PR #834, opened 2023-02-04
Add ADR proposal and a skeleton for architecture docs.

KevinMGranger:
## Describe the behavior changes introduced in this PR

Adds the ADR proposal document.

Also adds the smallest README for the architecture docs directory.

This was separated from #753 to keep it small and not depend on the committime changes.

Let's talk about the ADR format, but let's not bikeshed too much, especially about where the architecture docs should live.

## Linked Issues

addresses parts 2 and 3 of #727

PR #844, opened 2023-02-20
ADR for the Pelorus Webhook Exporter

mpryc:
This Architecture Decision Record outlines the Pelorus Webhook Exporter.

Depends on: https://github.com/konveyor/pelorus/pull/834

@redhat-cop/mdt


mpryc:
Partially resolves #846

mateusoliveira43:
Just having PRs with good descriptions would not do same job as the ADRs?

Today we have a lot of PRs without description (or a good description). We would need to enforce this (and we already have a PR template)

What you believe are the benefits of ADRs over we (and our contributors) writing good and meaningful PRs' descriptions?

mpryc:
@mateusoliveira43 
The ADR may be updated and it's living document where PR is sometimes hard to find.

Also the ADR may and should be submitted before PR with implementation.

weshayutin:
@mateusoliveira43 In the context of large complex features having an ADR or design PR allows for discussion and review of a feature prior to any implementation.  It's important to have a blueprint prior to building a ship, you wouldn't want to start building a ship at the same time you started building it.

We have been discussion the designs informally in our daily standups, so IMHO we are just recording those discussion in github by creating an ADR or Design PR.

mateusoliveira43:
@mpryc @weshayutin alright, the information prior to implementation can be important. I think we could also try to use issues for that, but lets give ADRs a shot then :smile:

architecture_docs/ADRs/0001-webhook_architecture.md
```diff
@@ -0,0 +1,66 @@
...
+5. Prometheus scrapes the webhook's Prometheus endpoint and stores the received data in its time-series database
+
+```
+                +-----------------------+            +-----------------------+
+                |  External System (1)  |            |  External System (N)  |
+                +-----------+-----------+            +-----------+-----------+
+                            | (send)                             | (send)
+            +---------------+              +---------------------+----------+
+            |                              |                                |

━━━━━━━━━━

▸ **Task to carry out**
Would you please reproduce the records above exactly, only from their first line through the line holding "Today we have", with both ends included?

▸ **Task response**
PR #834, opened 2023-02-04
Add ADR proposal and a skeleton for architecture docs.

KevinMGranger:
## Describe the behavior changes introduced in this PR

Adds the ADR proposal document.

Also adds the smallest README for the architecture docs directory.

This was separated from #753 to keep it small and not depend on the committime changes.

Let's talk about the ADR format, but let's not bikeshed too much, especially about where the architecture docs should live.

## Linked Issues

addresses parts 2 and 3 of #727

PR #844, opened 2023-02-20
ADR for the Pelorus Webhook Exporter

mpryc:
This Architecture Decision Record outlines the Pelorus Webhook Exporter.

Depends on: https://github.com/konveyor/pelorus/pull/834

@redhat-cop/mdt


mpryc:
Partially resolves #846

mateusoliveira43:
Just having PRs with good descriptions would not do same job as the ADRs?

Today we have a lot of PRs without description (or a good description). We would need to enforce this (and we already have a PR template)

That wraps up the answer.